Божович постоянно присутствует на страницах книги как активная и непременная
сторона этого диалога. Она не стесняется ни экзальтированности, ни
сентиментальности, ни умиления, вспоминая страницы «своей» войны, своей памяти,
«всех ее Долорес», ибо сегодня, по прошествии сорока с лишним лет после смерти
ее первенца, все эти девочки и мальчики, о которых рассказывают простодушные и
несуетливые страницы книги, стали и впрямь ее сыновьями, ее дочерьми. Однако
Божович не просто умножает биографии юных жертв войны, погибавших в концлагерях
и во время боев, в огне карательных экспедиций и в снегу многокилометровых
горных переходов; эта линия сюжета постоянно поверяется линией современной —
рассказом о судьбе ее первой книги, встречах с читателями в малых и больших
городах Югославии. И не случайно вторая, центральная, часть книги дробится на
малые новеллы, каждая из которых рассказывает о разговорах с читателями, о
встрече с той или иной «Долорес».
Впрочем, эта двойная, а может быть, и тройная обратная связь между
книгой, ее читателем и историей войны не исчерпывает всей сложности
произведения Саши Божович: подобно Афричу, она тоже не ограничивает свои
воспоминания 1941—1943 годами, шестнадцатью месяцами жизни маленькой Долорес.

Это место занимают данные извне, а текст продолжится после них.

PR #411, opened 2020-11-09
Spritesheet/Surface load from file

Gadgetoid:
A crude attempt at loading Spritesheet or Surface data from a file.

There seems to be a fair amount of duplication here, and if we switch to bytewise loading of images then `load_from_packed` could end up looking something like this:

```c++
  void Surface::load_from_packed(const packed_image *image, File *file) {        
    uint8_t *palette_entries = ((uint8_t *)image) + sizeof(packed_image);

    int palette_entry_count = image->palette_entry_count;
    if(palette_entry_count == 0)
      palette_entry_count = 256;

    bool is_raw = image->type[6] == 'R' && image->type[7] == 'W'; // "SPRITERW"

    uint8_t *bytes = ((uint8_t *)image) + sizeof(packed_image) + (palette_entry_count * 4);

    bounds = Size(image->width, image->height);

    uint8_t bit_depth = log2i(std::max(1, palette_entry_count - 1)) + 1;

    uint8_t col = 0;
    uint8_t bit = 0;

    if (format == PixelFormat::P) {
      if(file){
        // load palette
        palette = new Pen[palette_entry_count];
        file->read(sizeof(packed_image), (palette_entry_count * 4), (char *)&palette);
      } else {
        // load palette
        palette = new Pen[palette_entry_count];
        for (int pidx = 0; pidx < palette_entry_count; pidx++) {
          palette[pidx] = Pen(
            palette_entries[pidx * 4 + 0],
            palette_entries[pidx * 4 + 1],
            palette_entries[pidx * 4 + 2],
            palette_entries[pidx * 4 + 3]);
        }
      }
    }

    if (is_raw) {
      if(data) { // just copy the data
        if(file){
          file->read(sizeof(packed_image) + (palette_entry_count * 4), image->width * image->height * pixel_format_stride[image->format], (char *)data);
        }
        else
        {
          memcpy(data, bytes, image->width * image->height * pixel_format_stride[image->format]);
        }
      } else { // no data pointer, assume load_read_only is being used
        data = bytes;
      }
      return;
    }
```

### DIFF
--- a/32blit/engine/file.cpp
+++ b/32blit/engine/file.cpp
@@ -102,6 +102,14 @@ namespace blit {
     return api.remove_file(path);
   }
 
+  bool File::open(const uint8_t *buf, uint32_t buf_len) {
+    close();
+
+    this->buf = buf;
+    this->buf_len = buf_len;
+    return true;
+  }
+
   /**
    * Open a file. If a file is already open it will be automatically closed.
    *
--- a/32blit/engine/file.hpp
+++ b/32blit/engine/file.hpp
@@ -66,6 +66,7 @@ namespace blit {
     }
 
     bool open(const std::string &file, int mode = OpenMode::read);
+    bool File::open(const uint8_t *buf, uint32_t buf_len);
     int32_t read(uint32_t offset, uint32_t length, char *buffer);
     int32_t write(uint32_t offset, uint32_t length, const char *buffer);
     void close();
--- a/32blit/engine/file.hpp
+++ b/32blit/engine/file.hpp
@@ -66,7 +66,7 @@ namespace blit {
     }
 
     bool open(const std::string &file, int mode = OpenMode::read);
-    bool File::open(const uint8_t *buf, uint32_t buf_len);
+    bool open(const uint8_t *buf, uint32_t buf_len);
     int32_t read(uint32_t offset, uint32_t length, char *buffer);
     int32_t write(uint32_t offset, uint32_t length, const char *buffer);
     void close();
--- a/32blit/graphics/sprite.cpp
+++ b/32blit/graphics/sprite.cpp
@@ -6,6 +6,8 @@
 #include "surface.hpp"
 #include "sprite.hpp"
 
+#include "../engine/file.hpp"
+
 using namespace blit;
 
 namespace blit {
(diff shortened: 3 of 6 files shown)


Daft-Freak:
Hmm, if we add this to file...
```c++
  bool File::open(const uint8_t *buf, uint32_t buf_len) {
    close();

    this->buf = buf;
    this->buf_len = buf_len;
    return true;
  }
```

Then it could be something like:
```c++
 void Surface::load_from_packed(File &file) {
    packed_image image;
    file.read(0, sizeof(packed_image), (char *)&header);

    int palette_entry_count = image.palette_entry_count;
    if(palette_entry_count == 0)
      palette_entry_count = 256;

    bool is_raw = image.type[6] == 'R' && image.type[7] == 'W'; // "SPRITERW"

    uint8_t *bytes = ((uint8_t *)image) + sizeof(packed_image) + (palette_entry_count * 4);

    bounds = Size(image.width, image.height);

    uint8_t bit_depth = log2i(std::max(1, palette_entry_count - 1)) + 1;

    uint8_t col = 0;
    uint8_t bit = 0;

    uint32_t offset = sizeof(packed_image);

    if (format == PixelFormat::P || !is_raw) {
      // load palette
      palette = new Pen[256];
      file.read(offset, palette_entry_count * 4, (char *)&palette);

      offset += palette_entry_count * 4;
    }

    if (is_raw) {
      if(data) // just read/copy the data
        file.read(offset, image.width * image.height * pixel_format_stride[image.format], data);
      else // no data pointer, assume load_read_only is being used
        data = (uint8_t *)file.get_ptr() + offset;

      return;
    }

    // avoid allocating if in flash
    const uint8_t *bytes, *end;

    if(file.get_ptr())
      bytes = file.get_ptr() + offset;
    else {
      bytes = new uint8_t[image.width * image.height * pixel_format_stride[image.format]];
      file.read(offset, image.width * image.height * pixel_format_stride[image.format], bytes);
    }

    end = bytes + image.byte_count - offset;

    if (format == PixelFormat::P) {
      // load paletted
      uint8_t *pdest = (uint8_t *)data;

      for (; bytes < end; ++bytes) {
        uint8_t b = *bytes;
        for (auto j = 0; j < 8; j++) {
          col <<= 1;
          col |= ((0b10000000 >> j) & b) ? 1 : 0;

          bit++;
          if (bit == bit_depth) {
            *pdest++ = col;
            bit = 0; col = 0;
          }
        }
      }
    } else {
      // packed RGBA
      Pen *pdest = (Pen *)data;

      for (; bytes < end; ++bytes) {
        uint8_t b = *bytes;
        for (auto j = 0; j < 8; j++) {
          col <<= 1;
          col |= ((0b10000000 >> j) & b) ? 1 : 0;

          bit++;
          if (bit == bit_depth) {
            *pdest++ = palette[col];

            bit = 0; col = 0;
          }
        }
      }

      // unpacked, no longer needed
      delete[] palette;
      palette = nullptr;
    }

    if(!file.get_ptr())
      delete[] bytes;
  }
```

Письма читателей и встречи с ними открывают для писательницы новые
обстоятельства, факты драматические и яркие, способные стать сюжетом не только
короткой документальной новеллы, но и целой книги, подробного, разветвленного
жизнеописания — и это можно сказать о большей части новелл книги Божович: почти
каждая из них словно конспект романа, драмы, киносценария. Такова, к примеру,
история Смиляны, девочки, которую Саша Божович подобрала на одной из военных
дорог, пригрела в своем опустевшем доме, вырастила и выпустила в жизнь —
учительницей, художницей, матерью — и которая до седых волос не смогла забыть о
военном детстве, о трагедии первых лет жизни, так и не позволившей ей радоваться
потом, когда все, казалось бы, устроилось...
И не только эта — любая другая новелла, передающая трагизм судьбы
целого поколения фронтовых детишек. А с другой стороны, рассказы о детях
нынешних, из всех республик и краев Югославии, представляющих себе или хотя бы
пытающихся представить войну, сражения, муки, увидевших в судьбе крохотной
Долорес живой и доступный им символ второй мировой войны, выплеснувших эти свои
представления в многочисленных бесхитростных стихах и рисунках, которые не
просто иллюстрируют книгу «Все наши Долорес», но создают как бы еще один
уровень воспоминаний о неизбывном прошлом.
Мирон Черненко
* См. «Соврем. худож. литература за рубежом», 1980, № 4.